◆ Exercise objective: Could you give the records below again exactly as they stand?

Saved data entries:
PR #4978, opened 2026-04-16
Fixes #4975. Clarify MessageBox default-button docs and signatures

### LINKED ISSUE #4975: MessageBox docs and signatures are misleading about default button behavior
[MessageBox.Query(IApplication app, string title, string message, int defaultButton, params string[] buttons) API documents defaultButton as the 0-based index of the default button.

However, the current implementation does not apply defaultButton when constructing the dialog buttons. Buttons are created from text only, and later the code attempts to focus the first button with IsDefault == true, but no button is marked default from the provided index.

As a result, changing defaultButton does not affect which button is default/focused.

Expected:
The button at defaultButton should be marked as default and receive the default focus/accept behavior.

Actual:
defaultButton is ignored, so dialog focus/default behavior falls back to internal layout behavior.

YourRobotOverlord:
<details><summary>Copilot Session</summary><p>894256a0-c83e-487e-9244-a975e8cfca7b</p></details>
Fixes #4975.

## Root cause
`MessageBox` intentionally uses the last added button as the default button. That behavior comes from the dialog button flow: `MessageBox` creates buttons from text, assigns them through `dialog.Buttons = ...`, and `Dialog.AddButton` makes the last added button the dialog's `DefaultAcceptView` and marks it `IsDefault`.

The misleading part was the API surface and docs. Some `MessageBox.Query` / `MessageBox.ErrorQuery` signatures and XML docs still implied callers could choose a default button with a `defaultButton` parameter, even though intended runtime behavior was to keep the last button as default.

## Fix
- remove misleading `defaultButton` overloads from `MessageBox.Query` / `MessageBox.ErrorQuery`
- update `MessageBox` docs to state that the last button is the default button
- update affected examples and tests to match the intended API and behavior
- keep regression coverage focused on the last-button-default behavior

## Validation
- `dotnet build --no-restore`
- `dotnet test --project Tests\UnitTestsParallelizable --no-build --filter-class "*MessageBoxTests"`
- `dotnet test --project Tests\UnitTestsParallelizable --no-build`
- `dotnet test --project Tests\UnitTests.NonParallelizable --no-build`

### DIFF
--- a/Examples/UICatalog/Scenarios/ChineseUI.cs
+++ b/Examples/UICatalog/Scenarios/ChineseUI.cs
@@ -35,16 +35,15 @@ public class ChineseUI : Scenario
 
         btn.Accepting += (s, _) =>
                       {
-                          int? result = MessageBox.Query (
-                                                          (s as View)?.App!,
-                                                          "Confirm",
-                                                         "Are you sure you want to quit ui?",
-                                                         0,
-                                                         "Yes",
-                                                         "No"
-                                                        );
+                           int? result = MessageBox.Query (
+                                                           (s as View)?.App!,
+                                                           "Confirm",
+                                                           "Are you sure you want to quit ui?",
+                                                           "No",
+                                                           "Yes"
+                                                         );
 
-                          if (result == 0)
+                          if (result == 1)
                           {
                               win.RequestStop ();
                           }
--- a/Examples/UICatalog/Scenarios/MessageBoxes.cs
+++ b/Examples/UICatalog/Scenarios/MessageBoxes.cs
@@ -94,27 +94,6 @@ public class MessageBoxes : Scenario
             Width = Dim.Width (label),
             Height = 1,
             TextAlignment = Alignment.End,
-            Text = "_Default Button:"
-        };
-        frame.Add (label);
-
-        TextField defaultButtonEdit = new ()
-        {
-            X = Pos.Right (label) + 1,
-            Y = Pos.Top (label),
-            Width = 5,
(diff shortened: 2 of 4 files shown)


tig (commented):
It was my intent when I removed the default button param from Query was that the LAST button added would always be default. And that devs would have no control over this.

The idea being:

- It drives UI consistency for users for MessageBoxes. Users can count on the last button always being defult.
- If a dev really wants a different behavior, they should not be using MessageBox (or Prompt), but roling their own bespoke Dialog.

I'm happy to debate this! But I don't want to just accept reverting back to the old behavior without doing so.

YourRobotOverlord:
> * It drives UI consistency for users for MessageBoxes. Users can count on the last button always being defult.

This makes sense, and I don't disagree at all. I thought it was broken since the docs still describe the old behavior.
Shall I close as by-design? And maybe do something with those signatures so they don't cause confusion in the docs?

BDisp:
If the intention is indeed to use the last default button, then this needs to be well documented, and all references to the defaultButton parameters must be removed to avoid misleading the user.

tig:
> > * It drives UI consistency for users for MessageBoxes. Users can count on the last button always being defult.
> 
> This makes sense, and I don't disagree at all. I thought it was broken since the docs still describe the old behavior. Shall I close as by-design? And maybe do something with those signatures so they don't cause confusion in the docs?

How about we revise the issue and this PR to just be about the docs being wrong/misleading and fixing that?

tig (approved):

◆ Answer box:
PR #4978, opened 2026-04-16
Fixes #4975. Clarify MessageBox default-button docs and signatures

### LINKED ISSUE #4975: MessageBox docs and signatures are misleading about default button behavior
[MessageBox.Query(IApplication app, string title, string message, int defaultButton, params string[] buttons) API documents defaultButton as the 0-based index of the default button.

However, the current implementation does not apply defaultButton when constructing the dialog buttons. Buttons are created from text only, and later the code attempts to focus the first button with IsDefault == true, but no button is marked default from the provided index.

As a result, changing defaultButton does not affect which button is default/focused.

Expected:
The button at defaultButton should be marked as default and receive the default focus/accept behavior.

Actual:
defaultButton is ignored, so dialog focus/default behavior falls back to internal layout behavior.

YourRobotOverlord:
<details><summary>Copilot Session</summary><p>894256a0-c83e-487e-9244-a975e8cfca7b</p></details>
Fixes #4975.

## Root cause
`MessageBox` intentionally uses the last added button as the default button. That behavior comes from the dialog button flow: `MessageBox` creates buttons from text, assigns them through `dialog.Buttons = ...`, and `Dialog.AddButton` makes the last added button the dialog's `DefaultAcceptView` and marks it `IsDefault`.

The misleading part was the API surface and docs. Some `MessageBox.Query` / `MessageBox.ErrorQuery` signatures and XML docs still implied callers could choose a default button with a `defaultButton` parameter, even though intended runtime behavior was to keep the last button as default.

## Fix
- remove misleading `defaultButton` overloads from `MessageBox.Query` / `MessageBox.ErrorQuery`
- update `MessageBox` docs to state that the last button is the default button
- update affected examples and tests to match the intended API and behavior
- keep regression coverage focused on the last-button-default behavior

## Validation
- `dotnet build --no-restore`
- `dotnet test --project Tests\UnitTestsParallelizable --no-build --filter-class "*MessageBoxTests"`
- `dotnet test --project Tests\UnitTestsParallelizable --no-build`
- `dotnet test --project Tests\UnitTests.NonParallelizable --no-build`

### DIFF
--- a/Examples/UICatalog/Scenarios/ChineseUI.cs
+++ b/Examples/UICatalog/Scenarios/ChineseUI.cs
@@ -35,16 +35,15 @@ public class ChineseUI : Scenario
 
         btn.Accepting += (s, _) =>
                       {
-                          int? result = MessageBox.Query (
-                                                          (s as View)?.App!,
-                                                          "Confirm",
-                                                         "Are you sure you want to quit ui?",
-                                                         0,
-                                                         "Yes",
-                                                         "No"
-                                                        );
+                           int? result = MessageBox.Query (
+                                                           (s as View)?.App!,
+                                                           "Confirm",
+                                                           "Are you sure you want to quit ui?",
+                                                           "No",
+                                                           "Yes"
+                                                         );
 
-                          if (result == 0)
+                          if (result == 1)
                           {
                               win.RequestStop ();
                           }
--- a/Examples/UICatalog/Scenarios/MessageBoxes.cs
+++ b/Examples/UICatalog/Scenarios/MessageBoxes.cs
@@ -94,27 +94,6 @@ public class MessageBoxes : Scenario
             Width = Dim.Width (label),
             Height = 1,
             TextAlignment = Alignment.End,
-            Text = "_Default Button:"
-        };
-        frame.Add (label);
-
-        TextField defaultButtonEdit = new ()
-        {
-            X = Pos.Right (label) + 1,
-            Y = Pos.Top (label),
-            Width = 5,
(diff shortened: 2 of 4 files shown)


tig (commented):
It was my intent when I removed the default button param from Query was that the LAST button added would always be default. And that devs would have no control over this.

The idea being:

- It drives UI consistency for users for MessageBoxes. Users can count on the last button always being defult.
- If a dev really wants a different behavior, they should not be using MessageBox (or Prompt), but roling their own bespoke Dialog.

I'm happy to debate this! But I don't want to just accept reverting back to the old behavior without doing so.

YourRobotOverlord:
> * It drives UI consistency for users for MessageBoxes. Users can count on the last button always being defult.

This makes sense, and I don't disagree at all. I thought it was broken since the docs still describe the old behavior.
Shall I close as by-design? And maybe do something with those signatures so they don't cause confusion in the docs?

BDisp:
If the intention is indeed to use the last default button, then this needs to be well documented, and all references to the defaultButton parameters must be removed to avoid misleading the user.

tig:
> > * It drives UI consistency for users for MessageBoxes. Users can count on the last button always being defult.
> 
> This makes sense, and I don't disagree at all. I thought it was broken since the docs still describe the old behavior. Shall I close as by-design? And maybe do something with those signatures so they don't cause confusion in the docs?

How about we revise the issue and this PR to just be about the docs being wrong/misleading and fixing that?

tig (approved):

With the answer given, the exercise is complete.